Ramasamy defined the modern CIO's role as owning the organizational intelligence required to make an AI-driven organization effective. "The role of a CIO is no longer just about optimizing technical platforms," he said. "The key to enabling a large organization to succeed is engineering human understanding at scale." While technical components are important, he cautioned that a clear line of separation will emerge, distinguishing leaders who prioritize context from those who focus on infrastructure.

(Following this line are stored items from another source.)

PR #1338, opened 2021-12-10
GSYE-73: Use energy buy rate of InfiniteBus as feed-in tariff.

faizan2590:
Earlier a constant value was being used to calculate feed-in tariff as reference for SavingsKPI, this PR targets it to be linked with energy buy rate of `InfiniteBus`

### DIFF
--- a/src/gsy_e/gsy_e_core/sim_results/endpoint_buffer.py
+++ b/src/gsy_e/gsy_e_core/sim_results/endpoint_buffer.py
@@ -26,7 +26,8 @@ from gsy_framework.utils import get_json_dict_memory_allocation_size
 from pendulum import DateTime
 
 from gsy_e.gsy_e_core.sim_results.offer_bids_trades_hr_stats import OfferBidTradeGraphStats
-from gsy_e.gsy_e_core.util import get_market_maker_rate_from_config
+from gsy_e.gsy_e_core.util import (
+    get_market_maker_rate_from_config, get_feed_in_tariff_rate_from_config)
 from gsy_e.models.strategy.commercial_producer import CommercialStrategy
 from gsy_e.models.strategy.finite_power_plant import FinitePowerPlant
 from gsy_e.models.strategy.infinite_bus import InfiniteBusStrategy
@@ -48,6 +49,8 @@ _NO_VALUE = {
 }
 
 
+# pylint: disable=too-many-instance-attributes, unidiomatic-typecheck, too-many-branches
+# pylint: disable=logging-too-many-args, fixme
 class SimulationEndpointBuffer:
     """Handles collecting and buffering of all results for all areas."""
 
@@ -84,16 +87,16 @@ class SimulationEndpointBuffer:
 
         message_size = get_json_dict_memory_allocation_size(result_report)
         if message_size > 64000:
-            logging.error(f"Do not publish message bigger than 64 MB, "
-                          f"current message size {message_size / 1000.0} MB.")
+            logging.error("Do not publish message bigger than 64 MB, "
+                          "current message size MB.", (message_size / 1000.0))
             return {}
-        logging.debug(f"Publishing {message_size} KB of data via Redis.")
+        logging.debug("Publishing %s KB of data via Redis.", message_size)
         return result_report
 
     @staticmethod
     def _structure_results_from_area_object(target_area: "Area") -> Dict:
         """Add basic information about the area in the area_tree_dict."""
-        area_dict = dict()
+        area_dict = {}
         area_dict["name"] = target_area.name
         area_dict["uuid"] = target_area.uuid
         area_dict["parent_uuid"] = (target_area.parent.uuid
@@ -182,7 +185,8 @@ class SimulationEndpointBuffer:
                 "market_fee": area.future_markets.market_fee,
                 "const_fee_rate": (area.future_markets.const_fee_rate
                                    if area.future_markets.const_fee_rate is not None else 0.),
-                "feed_in_tariff": GlobalConfig.FEED_IN_TARIFF,
+                "feed_in_tariff": get_feed_in_tariff_rate_from_config(
+                    area.future_markets, time_slot=time_slot),
                 "market_maker_rate": get_market_maker_rate_from_config(
                     area.future_markets, time_slot=time_slot)
             }
@@ -203,10 +207,11 @@ class SimulationEndpointBuffer:
         stats_dict["market_fee"] = market.market_fee
         stats_dict["const_fee_rate"] = (market.const_fee_rate
                                         if market.const_fee_rate is not None else 0.)
-        stats_dict["feed_in_tariff"] = GlobalConfig.FEED_IN_TARIFF
+        stats_dict["feed_in_tariff"] = get_feed_in_tariff_rate_from_config(market)
         stats_dict["market_maker_rate"] = get_market_maker_rate_from_config(market)
         return stats_dict
 
+    # pylint: disable=too-many-branches
     def _populate_core_stats_and_sim_state(self, area: "Area") -> None:
         """Populate all area statistics and state into self.flattened_area_core_stats_dict and
         self.simulation_state."""
--- a/src/gsy_e/gsy_e_core/sim_results/endpoint_buffer.py
+++ b/src/gsy_e/gsy_e_core/sim_results/endpoint_buffer.py
@@ -86,7 +86,7 @@ class SimulationEndpointBuffer:
         message_size = get_json_dict_memory_allocation_size(result_report)
         if message_size > 64000:
             logging.error("Do not publish message bigger than 64 MB, "
-                          "current message size MB.", (message_size / 1000.0))
+                          "current message size %s MB.", (message_size / 1000.0))
             return {}
         logging.debug("Publishing %s KB of data via Redis.", message_size)
         return result_report
--- a/src/gsy_e/gsy_e_core/sim_results/endpoint_buffer.py
+++ b/src/gsy_e/gsy_e_core/sim_results/endpoint_buffer.py
@@ -48,7 +48,7 @@ _NO_VALUE = {
 
 
 # pylint: disable=too-many-instance-attributes
-# pylint: disable=logging-too-many-args, fixme
+# pylint: disable=logging-too-many-args
 class SimulationEndpointBuffer:
     """Handles collecting and buffering of all results for all areas."""
 
@@ -122,7 +122,6 @@ class SimulationEndpointBuffer:
 
     def generate_result_report(self) -> Dict:
         """Create dict that contains all statistics that are sent to the gsy-web."""
-        # TODO: In D3ASIM-2288, add unix_time=True to convert_pendulum_to_str_in_dict
         return {
             "job_id": self.job_id,
             "current_market": self.current_market_time_slot_str,
--- a/src/gsy_e/gsy_e_core/sim_results/endpoint_buffer.py
+++ b/src/gsy_e/gsy_e_core/sim_results/endpoint_buffer.py
@@ -30,9 +30,7 @@ from gsy_e.gsy_e_core.util import (
     get_market_maker_rate_from_config, get_feed_in_tariff_rate_from_config)
 from gsy_e.models.strategy.commercial_producer import CommercialStrategy
 from gsy_e.models.strategy.finite_power_plant import FinitePowerPlant
-from gsy_e.models.strategy.infinite_bus import InfiniteBusStrategy
 from gsy_e.models.strategy.load_hours import LoadHoursStrategy
-from gsy_e.models.strategy.market_maker_strategy import MarketMakerStrategy
 from gsy_e.models.strategy.pv import PVStrategy
 from gsy_e.models.strategy.smart_meter import SmartMeterStrategy
 from gsy_e.models.strategy.storage import StorageStrategy
@@ -49,7 +47,7 @@ _NO_VALUE = {
 }
 
 
-# pylint: disable=too-many-instance-attributes, unidiomatic-typecheck, too-many-branches
+# pylint: disable=too-many-instance-attributes
 # pylint: disable=logging-too-many-args, fixme
 class SimulationEndpointBuffer:
     """Handles collecting and buffering of all results for all areas."""
@@ -283,18 +281,18 @@ class SimulationEndpointBuffer:
                 for trade in area.strategy.trades[area.parent.current_market]:
                     core_stats_dict["trades"].append(trade.serializable_dict())
 
-        elif type(area.strategy) == FinitePowerPlant:
-            core_stats_dict["production_kWh"] = area.strategy.energy_per_slot_kWh
-            if area.parent.current_market is not None:
-                for trade in area.strategy.trades[area.parent.current_market]:
-                    core_stats_dict["trades"].append(trade.serializable_dict())
-
-        elif type(area.strategy) in [InfiniteBusStrategy, MarketMakerStrategy, CommercialStrategy]:
-            if area.parent.current_market is not None:
-                core_stats_dict["energy_rate"] = (
-                    area.strategy.energy_rate.get(area.parent.current_market.time_slot, None))
-                for trade in area.strategy.trades[area.parent.current_market]:
-                    core_stats_dict["trades"].append(trade.serializable_dict())
+        elif isinstance(area.strategy, CommercialStrategy):
+            if isinstance(area.strategy, FinitePowerPlant):
+                core_stats_dict["production_kWh"] = area.strategy.energy_per_slot_kWh
+                if area.parent.current_market is not None:
+                    for trade in area.strategy.trades[area.parent.current_market]:
+                        core_stats_dict["trades"].append(trade.serializable_dict())
+            else:
+                if area.parent.current_market is not None:
+                    core_stats_dict["energy_rate"] = (
+                        area.strategy.energy_rate.get(area.parent.current_market.time_slot, None))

The art of the possible: The goal is to amplify human potential. "We are here to make our associates better, improve their skill sets, and remove any fear they might have by showing them the art of the possible. Ultimately, the role of technology is to improve human potential, and the faster leaders get it, the easier that becomes."
Advantage that lasts: That conviction, he said, will ultimately determine which leaders turn AI into durable advantage. "The successful leaders who get that piece, will clearly stand out in the next decade. That level of comprehension, that ability to manage change, the ability to manage intelligence and context, and then build that conviction within the organization will create lasting competitive advantage."
He framed the choice as one of inclusion versus imposition. Leaders who involve the organization from the start create shared ownership, trust, and momentum, while those who build in isolation struggle to earn adoption after the fact. "It’s the difference between bringing the organization together to be part of the solution from day one, versus building something in isolation and simply telling people, 'Now you will use it,'" he concluded. "You want the organization to buy in and be part of the journey."